Q: What things are most unique about GTD?
Thad: The path categorization capabilities in GTD are very unique, and unlike anything provided by any other tool. GTD also has some very cool visualization capabilities in it's path histogram, in addition to a variety of techniques for visualizing problems on single paths.
Q: One of the things I like with the path categorization is that you can create categories that can't be expressed with conventional SDCs. Can you give some examples of this?
Thad: There are tons of examples...but a simple one would be a category of paths that all start and/or end with a RAM of a particular *cell type*. Another example is to categorize all the paths that have more than 10 buffers, or for which the delay of all the buffers on the path is more than 3ns. There are tons of ways to define path categorires in GTD that don't map to any conventional "path group" definition.
Q: So GTD offers a new paradigm with its category creation capabilities, what else is innovative about GTD?
Thad: Our single-path-visualization capabilities are unique, and good example of how we combined incremental improvements with brand-new technology in GTD. Virtually all tools had ways to visualize a single path..on the layout, or perhaps to see relative delays of cells and nets along a path. Our path visualization capabilities expanded on this by showing users a path's traversal of the design hierarchy on a time-axis, easy visualization of clock skew and overconstraint problems, and simple click-of-a-button indication of the SDC constraints that apply to a single path.
Q: What else?
Thad: The path histogram is unique in that it allows users to visualize the relative contribution of each path category to the global timing picture. This allows users to make data-driven decisions about which problems (categories) they need to tackle first, or that will yield the most improvement in their overall timing status.

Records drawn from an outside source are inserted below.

PR #703, opened 2026-07-15
chore: refresh dependencies and resolve Socket findings

maxim-inj:
## Context

The workspace dependency graph included outdated direct and transitive packages
reported by Socket. Several findings came from nested dependencies whose versions
cannot be controlled through the package catalogs alone.

This PR refreshes the dependency graph, centralizes the required pnpm overrides,
and updates the SDK and wallet packages for compatibility with the newer
CosmJS, Viem, and supporting package versions.

## What changed

- Updated workspace tooling and core catalog dependencies, including Vitest,
  Lerna, Viem, Ethers, Axios, and the CosmJS packages.
- Moved pnpm overrides into `pnpm-workspace.yaml` and pinned affected transitive
  dependencies to versions that clear the Socket scan.
- Aligned the CosmJS packages on `0.39.0` and `cosmjs-types` on `0.11.0`.
- Resolved legacy cryptography dependencies through the API-compatible
  `@mapped/elliptic` package containing the upstream security fix.
- Resolved all npm `string_decoder` polyfill imports through
  `@injectivelabs/string-decoder@1.3.0` (fork: https://github.com/InjectiveLabs/string-decoder), preserving the original API and legacy
  import paths.
- Added the required Solana sysvars dependency for the Trezor dependency graph.
- Replaced the standalone `eip1193-provider` type dependency with Viem's
  EIP-1193 types and aligned wallet RPC request/client typings with the newer
  Viem definitions.
- Updated SDK compatibility for CosmJS account numbers and IBC transfer
  encoding fields.
- Made the private-key unit tests self-contained with deterministic public test
  credentials and added the wallet runtime-light source alias to Vitest.
- Regenerated `pnpm-lock.yaml` with the final dependency resolutions.

## Validation

- `socket pnpm i`
- `CI=true pnpm build` — 18 projects passed
- `pnpm type-check`
- `pnpm lint` — 18 projects passed
- `pnpm test` — 200 test files passed, 3 skipped; 1,228 tests passed, 35 skipped
- Broadcast test suite — 3 test files passed; 11 tests passed, 2 skipped
- String decoder compatibility checks against Node.js and `readable-stream`
  versions 2 and 3
- `git diff --check`

## Before / After

Before:
Screenshot_20260715_190744

After: 
Screenshot_20260715_190702

## Summary by CodeRabbit

- **New Features**
  - EVM wallet signing now consistently normalizes addresses and encodes `personal_sign` payloads across text, hex, and binary inputs.
  - Signing workflows now support larger account numbers (including `bigint`).
  - IBC transfers now preserve `memo` in Amino message payloads.
  - Browser wallet provider interfaces now offer richer event and request typings.

- **Bug Fixes**
  - Improved EVM JSON-RPC parameter formatting and address handling.
  - Account number parsing is now more direct and reliable.

- **Tests**
  - Cryptographic tests no longer rely on environment variables.

- **Chores**
  - Updated development tooling and dependency versions, plus wallet/SDK compatibility tweaks.

### DIFF
--- a/packages/sdk-ts/src/core/stargate/SigningStargateClient.ts
+++ b/packages/sdk-ts/src/core/stargate/SigningStargateClient.ts
@@ -62,7 +62,7 @@ import type {
  * @see https://github.com/cosmos/cosmos-sdk/blob/v0.42.2/x/auth/signing/sign_mode_handler.go#L23-L37
  */
 export interface SignerData {
-  readonly accountNumber: number
+  readonly accountNumber: number | bigint
   readonly sequence: number
   readonly chainId: string
 }
--- a/packages/wallets/wallet-base/src/runtime-light.ts
+++ b/packages/wallets/wallet-base/src/runtime-light.ts
@@ -155,11 +155,47 @@ export interface WalletStrategyEmitter {
   emit(event: WalletStrategyEmitterEventType, ...args: any[]): boolean
 }
 
+interface BrowserEip1193ProviderRpcError extends Error {
+  message: string
+  code: number
+  data?: unknown
+}
+
+interface BrowserEip1193ProviderMessage {
+  type: string
+  data: unknown
+}
+
+interface BrowserEip1193ProviderInfo {
+  chainId: string
+}
+
+interface BrowserEip1193RequestArguments {
+  method: string
+  params?: unknown[] | object
+}
+
 export interface BrowserEip1193Provider {
+  on(
+    event: 'connect',
+    listener: (info: BrowserEip1193ProviderInfo) => void,
+  ): void
+  on(
+    event: 'disconnect',
+    listener: (error: BrowserEip1193ProviderRpcError) => void,
+  ): void
+  on(
+    event: 'message',
+    listener: (message: BrowserEip1193ProviderMessage) => void,
+  ): void
+  on(event: 'chainChanged', listener: (chainId: string) => void): void
+  on(event: 'accountsChanged', listener: (accounts: string[]) => void): void
+  on(event: string, listener: any): void
+  once(event: string, listener: any): void
+  removeListener(event: string, listener: any): void
+  off(event: string, listener: any): void
+  request(args: BrowserEip1193RequestArguments): Promise<unknown>
   removeAllListeners(): void
-  request(args: { method: string; params?: unknown[] }): Promise<unknown>
-  on(event: string, listener: (...args: unknown[]) => void): void
-  removeListener(event: string, listener: (...args: unknown[]) => void): void
   providers?: BrowserEip1193Provider[]
   isTrust: boolean
   isKeplr: boolean
--- a/packages/wallets/wallet-base/src/runtime-light.ts
+++ b/packages/wallets/wallet-base/src/runtime-light.ts
@@ -191,9 +191,9 @@ export interface BrowserEip1193Provider {
   on(event: 'chainChanged', listener: (chainId: string) => void): void
   on(event: 'accountsChanged', listener: (accounts: string[]) => void): void
   on(event: string, listener: any): void
-  once(event: string, listener: any): void
+  once?(event: string, listener: any): void
   removeListener(event: string, listener: any): void
-  off(event: string, listener: any): void
+  off?(event: string, listener: any): void
   request(args: BrowserEip1193RequestArguments): Promise<unknown>
   removeAllListeners(): void
   providers?: BrowserEip1193Provider[]
@@ -208,8 +208,6 @@ export interface BrowserEip1193Provider {
   isOkxWallet: boolean
   isTrustWallet: boolean
 }
-
-export type BrowserEip1993Provider = BrowserEip1193Provider
 
 export interface WindowWithEip1193Provider extends Omit<
   Window,
--- a/packages/wallets/wallet-base/src/types/provider.ts
+++ b/packages/wallets/wallet-base/src/types/provider.ts
@@ -1,6 +1,43 @@
-import type { EIP1193Provider } from 'viem'
+interface BrowserEip1193ProviderRpcError extends Error {
+  message: string
+  code: number
+  data?: unknown
+}
 
-export interface BrowserEip1993Provider extends EIP1193Provider {
+interface BrowserEip1193ProviderMessage {
+  type: string
+  data: unknown
+}
+
+interface BrowserEip1193ProviderInfo {
+  chainId: string
+}
+
+interface BrowserEip1193RequestArguments {
+  method: string
+  params?: unknown[] | object
+}
+
+export interface BrowserEip1993Provider {
+  on(
+    event: 'connect',
+    listener: (info: BrowserEip1193ProviderInfo) => void,
+  ): void
+  on(
+    event: 'disconnect',
+    listener: (error: BrowserEip1193ProviderRpcError) => void,
+  ): void
+  on(
+    event: 'message',
+    listener: (message: BrowserEip1193ProviderMessage) => void,
+  ): void
+  on(event: 'chainChanged', listener: (chainId: string) => void): void
+  on(event: 'accountsChanged', listener: (accounts: string[]) => void): void
+  on(event: string, listener: any): void
+  once(event: string, listener: any): void
+  removeListener(event: string, listener: any): void
+  off(event: string, listener: any): void
+  request(args: BrowserEip1193RequestArguments): Promise<unknown>
   removeAllListeners(): void
   providers?: BrowserEip1993Provider[]
   isTrust: boolean
--- a/packages/wallets/wallet-base/src/types/provider.ts
+++ b/packages/wallets/wallet-base/src/types/provider.ts
@@ -1,4 +1,4 @@
-import type { EIP1193Provider } from 'eip1193-provider'
+import type { EIP1193Provider } from 'viem'
 
 export interface BrowserEip1993Provider extends EIP1193Provider {
   removeAllListeners(): void
--- a/packages/wallets/wallet-base/src/types/provider.ts
+++ b/packages/wallets/wallet-base/src/types/provider.ts
@@ -18,7 +18,7 @@ interface BrowserEip1193RequestArguments {
   params?: unknown[] | object
 }
 
-export interface BrowserEip1993Provider {
+export interface BrowserEip1193Provider {
   on(
     event: 'connect',
     listener: (info: BrowserEip1193ProviderInfo) => void,
@@ -34,12 +34,12 @@ export interface BrowserEip1993Provider {
   on(event: 'chainChanged', listener: (chainId: string) => void): void
   on(event: 'accountsChanged', listener: (accounts: string[]) => void): void
   on(event: string, listener: any): void
-  once(event: string, listener: any): void
+  once?(event: string, listener: any): void
   removeListener(event: string, listener: any): void
-  off(event: string, listener: any): void
+  off?(event: string, listener: any): void
   request(args: BrowserEip1193RequestArguments): Promise<unknown>
   removeAllListeners(): void
-  providers?: BrowserEip1993Provider[]
+  providers?: BrowserEip1193Provider[]
   isTrust: boolean
   isKeplr: boolean
   isRabby: boolean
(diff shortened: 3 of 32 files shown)


packages/sdk-ts/src/core/stargate/SigningStargateClient.ts
```diff
@@ -62,7 +62,7 @@ import type {
  * @see https://github.com/cosmos/cosmos-sdk/blob/v0.42.2/x/auth/signing/sign_mode_handler.go#L23-L37
  */
 export interface SignerData {
-  readonly accountNumber: number
+  readonly accountNumber: number | bigint
```
maxim-inj, line 65: This is required by the **CosmJS 0.39.0** upgrade.

  `@cosmjs/stargate` now defines `Account.accountNumber` as bigint because newer Cosmos SDK account IDs can exceed `Number.MAX_SAFE_INTEGER`.

  The old conversion:

```
  parseInt(baseAccount.accountNumber.toString(), 10)
```

  could lose precision. For example, `9007199254740993n` becomes `9007199254740992`.

  Therefore `packages/sdk-ts/src/core/accounts/AccountParser.ts:20` now preserves the protobuf value as bigint.

maxim-inj:
**Codex review:**


  - [P1] Declare cosmjs-types 0.11 in the SDK manifest — /home/xlab/dev/InjectiveLabs/injective-ts/pnpm-workspace.yaml:83-83
    When the SDK is published via pnpm pack, workspace overrides are not written into the tarball: packages/sdk-ts/package.json still contains cosmjs-types: 0.9.0 while the packed CosmJS dependencies are 0.39.0. A downstream install therefore executes the 0.9 MsgTransfer
    codec, causing MsgTransferCosmjs.toAmino() and toWeb3Gw() to omit the new encoding field that this patch's test and generated declarations guarantee; declare 0.11 directly in the SDK manifest.

  - [P2] Preserve the provider's existing request and event API — /home/xlab/dev/InjectiveLabs/injective-ts/packages/wallets/wallet-base/src/types/provider.ts:1-1
    For downstream TypeScript users of the exported BrowserEip1993Provider, viem's type drops once/off, restricts event names, and limits request to its EIP-1474 schema. Existing code calling wallet-specific methods or those event helpers compiled against the old public
    contract and now fails type checking even though injected wallet objects still expose them; preserve compatible request and event overloads while removing the old dependency.

  - [P2] Raise linkify-it to the DoS-fixed release — /home/xlab/dev/InjectiveLabs/injective-ts/pnpm-workspace.yaml:55-55
    When Markdown-It linkification is enabled for untrusted Markdown, this override forces 5.0.1 even though Markdown-It 14.3.0 requires ^5.0.2. In 5.0.1, repeated mailto: strings and long URL-auth prefixes trigger quadratic rescanning, allowing crafted input to tie up the
    process; use 5.0.2 or newer within the required major.

maxim-inj:
One more issue

```
  - [P2] Omit unsupported encoding from Web3GW payloads — /home/xlab/dev/InjectiveLabs/injective-ts/packages/sdk-ts/src/core/modules/ibc/msgs/MsgTransferCosmjs.spec.ts:82-82
    When MsgTransferCosmjs.toWeb3Gw() is sent to IndexerGrpcTransactionApi.prepareTxRequest, the current Injective ibc.applications.transfer.v1.MsgTransfer schema does not define this field, so strict JSON unmarshalling fails with unknown field "encoding". This assertion
    codifies a runtime-breaking default introduced by cosmjs-types@0.11; strip encoding from Amino/Web3GW objects instead of spreading the codec default.
```

This is something to address in our `ibc.applications.transfer.v1.MsgTransfer` schema but I'll fix for backwards-compat for now.

pnpm-workspace.yaml
```diff
@@ -3,22 +3,100 @@ packages:
...
+overrides:
+  zod: 3.24.2
+  rxjs: 7.8.2
+  rpc-websockets: 9.3.5
+  next: file:./etc/noop
+  '@ethereumjs/tx': ^4.1.1
+  '@solana/web3.js': 1.98.1
+  '@solana-program/token-2022@0.4.2>@solana/sysvars': 2.3.0
+  '@ethereumjs/common': 3.2.0
+  '@coinbase/cdp-sdk': 1.46.0
```
ivan-angjelkoski: ⚠️ **Potential issue — CDP 1.46.0 omits a runtime dependency**

`@coinbase/cdp-sdk@1.46.0` imports `bs58` from the eagerly loaded `CdpClient` graph but does not declare it. `@base-org/account`'s Node entrypoint exports payment helpers that import `CdpClient`, so consumers using pnpm's default isolated layout can fail during module instantiation with `ERR_MODULE_NOT_FOUND`. This workspace's shameful hoisting masks the omission because another Solana subtree happens to install `bs58`; CDP 1.48.3 declares the dependency.

<details>

```suggestion
  '@coinbase/cdp-sdk': 1.48.3
```

</details>

<details>

```

In `@pnpm-workspace.yaml` around line 15, the 1.46.0 override selects a
CDP package that imports `bs58` but does not declare it. This can make
`@base-org/account`'s Node payment entrypoint fail under pnpm's default
isolated layout even though shameful hoisting masks the omission here.
Upgrade to 1.48.3 or a newer verified release that declares `bs58`, and
ensure its `zod` dependency is not forced below its declared range.
Regenerate `pnpm-lock.yaml` and verify a clean Node import without hoisting.
```

</details>

pnpm-workspace.yaml
```diff
@@ -3,22 +3,100 @@ packages:
...
+  rollup: 4.62.2
+  sigstore: 4.1.1
+  # Injective fork avoids Socket's underscore parsing issue while preserving the original API.
+  string_decoder: npm:@injectivelabs/string-decoder@1.3.0
+  tar@6: 7.5.16
+  tar@7: 7.5.16
+  tmp: 0.2.7
+  ua-parser-js: 2.0.10
+  uuid@8: 11.1.1
+  uuid: 11.1.1
```
ivan-angjelkoski, line 78: 🛠️ **Refactor suggestion — UUID 11 breaks `http-auth` Digest challenges**

The blanket override resolves `http-auth@3.1.3`'s `uuid@^3.0.0` dependency to 11.1.1. That package executes `const uuid = require('uuid')` and later calls `uuid()`, but UUID 11 returns an exports object, so the first Digest challenge throws `TypeError: uuid is not a function`. `live-server` currently exercises Basic auth only, which lets this incompatible resolution pass validation; upgrade `http-auth` to 4.2.1 or otherwise keep its UUID API compatible before forcing UUID 11.

<details>

```

In `@pnpm-workspace.yaml` around line 77, the blanket UUID override forces
`http-auth@3.1.3` from UUID 3 to UUID 11. That version of `http-auth` calls
the result of `require("uuid")` as a function, while UUID 11 returns an
exports object, causing Digest challenge generation to throw. Upgrade or
patch `http-auth` to use `v4`, or scope the override without restoring the
insecure UUID release. Regenerate the lockfile and smoke-test Basic and
Digest challenges.
```

</details>

packages/wallets/wallet-base/src/runtime-light.ts
```diff
@@ -155,11 +155,47 @@ export interface WalletStrategyEmitter {
...
+  on(
+    event: 'message',
+    listener: (message: BrowserEip1193ProviderMessage) => void,
+  ): void
+  on(event: 'chainChanged', listener: (chainId: string) => void): void
+  on(event: 'accountsChanged', listener: (accounts: string[]) => void): void
+  on(event: string, listener: any): void
+  once(event: string, listener: any): void
+  removeListener(event: string, listener: any): void
+  off(event: string, listener: any): void
```
ivan-angjelkoski: 🧹 **Nitpick (non-blocking) — Keep new light-provider methods optional**

The public `runtime-light` interface previously accepted providers implementing `request`, `on`, `removeListener`, and `removeAllListeners`. Making `once` and `off` mandatory now rejects existing custom wrappers even though neither method is used through this interface. Keeping the newly added methods optional preserves structural compatibility while still describing providers that expose them.

<details>

```suggestion
  once?(event: string, listener: any): void
  removeListener(event: string, listener: any): void
  off?(event: string, listener: any): void
```

</details>

<details>

```

In `@packages/wallets/wallet-base/src/runtime-light.ts` around lines
194 - 196, newly required `once` and `off` methods break custom providers
that satisfied the previous public light-provider shape. Make those two
new methods optional while keeping `removeListener` required. Add a
compile-time fixture proving the previous provider shape remains assignable
and confirm wallet event registration still type-checks.
```

</details>

ivan-angjelkoski (commented):
## Review summary

Three findings: one critical, one medium, and one minor.

- **Critical** — The CDP 1.46.0 override selects a package that imports undeclared `bs58`, which can break isolated pnpm consumers.
- **Medium** — The blanket UUID 11 override breaks `http-auth@3.1.3` Digest challenge generation.
- **Minor** — Newly mandatory `once` and `off` methods narrow the public `runtime-light` provider type.

Security: no credential leakage or signing-validation bypass was found. Performance: no actionable findings.

Positives: the CosmJS bigint migration preserves account-number precision, the EVM signing changes now validate addresses and encode payloads consistently, and the dependency refresh is backed by broad build, lint, and test validation.

packages/wallets/wallet-base/src/types/provider.ts
```diff
@@ -1,8 +1,45 @@
...
+  chainId: string
+}
+
+interface BrowserEip1193RequestArguments {
+  method: string
+  params?: unknown[] | object
+}
 
-export interface BrowserEip1993Provider extends EIP1193Provider {
+export interface BrowserEip1193Provider {
```
ivan-angjelkoski, line 21: 🛠️ **Refactor suggestion — Removing the exported `BrowserEip1993Provider` breaks downstream consumers**

`BrowserEip1993Provider` was previously exported from this module and re-exported through the package's main entry (`src/index.ts` → `types/index.ts` → `provider.ts`), so it is part of `@injectivelabs/wallet-base`'s public type surface. Renaming it to `BrowserEip1193Provider` and dropping the alias that existed in `runtime-light.ts` is a breaking change: any external consumer importing the old name will fail to compile after upgrading. The spelling fix itself is correct (EIP-**1193**), but for a published package a hard rename without a deprecation shim forces a coordinated major bump across every downstream repo. A `@deprecated` type alias preserves compatibility for one release cycle at zero runtime cost (types are erased at build).

<details>

```suggestion
/** @deprecated Use `BrowserEip1193Provider`. The `1993` spelling was a typo. */
export type BrowserEip1993Provider = BrowserEip1193Provider

export interface BrowserEip1193Provider {
```

</details>

<details>

```

In `@packages/wallets/wallet-base/src/types/provider.ts` around line 21,
the exported type `BrowserEip1993Provider` was renamed to
`BrowserEip1193Provider` and the old name was removed entirely.
`BrowserEip1993Provider` was re-exported from the package's main entry
(`src/index.ts` -> `types/index.ts` -> `provider.ts`), so external
consumers importing the old name will break on upgrade. Re-add a
`@deprecated` type alias (`export type BrowserEip1993Provider =
BrowserEip1193Provider`) so downstream code keeps compiling for one
release cycle; the rename itself is correct. Also check whether other
published InjectiveLabs packages import the old name and update them.
```

</details>

packages/wallets/wallet-base/src/runtime-light.ts
```diff
@@ -155,11 +155,47 @@ export interface WalletStrategyEmitter {
...
+
+interface BrowserEip1193ProviderInfo {
+  chainId: string
+}
+
+interface BrowserEip1193RequestArguments {
+  method: string
+  params?: unknown[] | object
+}
+
```
ivan-angjelkoski, line 177: 🧹 **Nitpick (non-blocking) — Provider interfaces are duplicated verbatim from `types/provider.ts`**

The four helper interfaces (`BrowserEip1193ProviderRpcError`, `BrowserEip1193ProviderMessage`, `BrowserEip1193ProviderInfo`, `BrowserEip1193RequestArguments`) plus `BrowserEip1193Provider` are now declared identically in both `runtime-light.ts` and `types/provider.ts`. They must be kept in sync by hand — adding a new event overload or wallet flag in one file but not the other will silently diverge the two entry points. Since these are type-only declarations (erased at build time), `runtime-light.ts` could import them from `./types/provider.js` without growing the runtime bundle, once those helpers are exported from `provider.ts`. I understand `runtime-light.ts` is intentionally self-contained, so this is at the author's discretion.

<details>

```

In `@packages/wallets/wallet-base/src/runtime-light.ts` around lines
158 - 177, the helper interfaces `BrowserEip1193ProviderRpcError`,
`BrowserEip1193ProviderMessage`, `BrowserEip1193ProviderInfo`, and
`BrowserEip1193RequestArguments`, plus `BrowserEip1193Provider`, are
duplicated verbatim from `types/provider.ts`. The two copies must be
kept in sync manually or the `/light` and main entry points will
silently diverge. Consider exporting the shared helper interfaces from
`types/provider.ts` and importing them type-only into
`runtime-light.ts`; type-only imports are erased at build time so they
do not affect the light bundle size. Only do this if it does not break
the intended isolation of the light entry point.
```

</details>

ivan-angjelkoski (commented):
## Review summary

Two findings, none blocking:

- **Medium** — `types/provider.ts`: removing the exported `BrowserEip1993Provider` (renamed to `BrowserEip1193Provider`) is a breaking change to `@injectivelabs/wallet-base`'s public type surface; a `@deprecated` alias eases downstream migration.
- **Minor** — `runtime-light.ts`: the provider helper interfaces are now duplicated verbatim from `types/provider.ts`, creating a manual sync burden between the two entry points.

**Positives:** This is a clean, thorough dependency refresh. The EVM signing-payload changes are real improvements — `personal_sign` now correctly emits hex for text/hex/bytes inputs, addresses are checksummed via `getAddress`, and the new `strategy.spec.ts` covers all three input shapes deterministically. The CosmJS 0.39 alignment is done correctly (`accountParser` now returns a `bigint` `accountNumber` to match `@cosmjs/stargate`'s `Account`, and `SignerData` is widened to `number | bigint`). The `BrowserEip1993`→`BrowserEip1193` typo fix is applied consistently with zero dangling references, the IBC amino encoding switched to explicit field listing to avoid leaking new proto fields, and the Socket-driven overrides are well-commented (elliptic fork, string-decoder fork). Security: no findings (the test mnemonic/private key are canonical public BIP39 test vectors, not secrets). Performance: no findings.

ThomasRalee (approved):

Q: What are you most proud of with GTD?
Thad: I'm very proud of the fact that GTD was developed very quickly, and that it was immediately useful to customers on it's first release. We developed with production-quality release in mind from the get-go, and did not do a beta-release, followed by lots of bug-fixing, and an eventual ramp to production. I guess you could say we were working towards the equivalent of "first silicon success." To me, there is no other way to work. Feedback from customers after our initial production release (2005) was overwhelmingly positive...they found it useful right away...and we had very few bugs. This allowed us to focus our R&D resources on continued enhancement of the capability. I'm very proud to have driven that effort. I'm also very proud to have demonstrated that EDA tools don't always have to solve some new physics challenge, or be based on a super-complicated new algorithm, to be useful to customers.
Q: So, what's next for you at Cadence?
Thad: I've recently moved into a Product Engineering role at Cadence, working on our Chip Planning Solutions products. These products are targetted at the very early (pre-RTL, initial-conception phase) of an SoC project...a place where EDA typically does not play. We're in a unique position to reach a new user-segment, and to help them be successful in their early technical and economic estimations of a chip, without having to be physical design experts at all. I love the challenge of working with R&D and customers to combine an intuitive use model with integrated design expertise, technology and IP models into our tool in a way that truly enables better, more accurate estimations in this early phase...when all the most important decisions are being made!
Question of the Day: Can you guess why Thad choose "Ostrich" for the name of the parasitic correlation tool?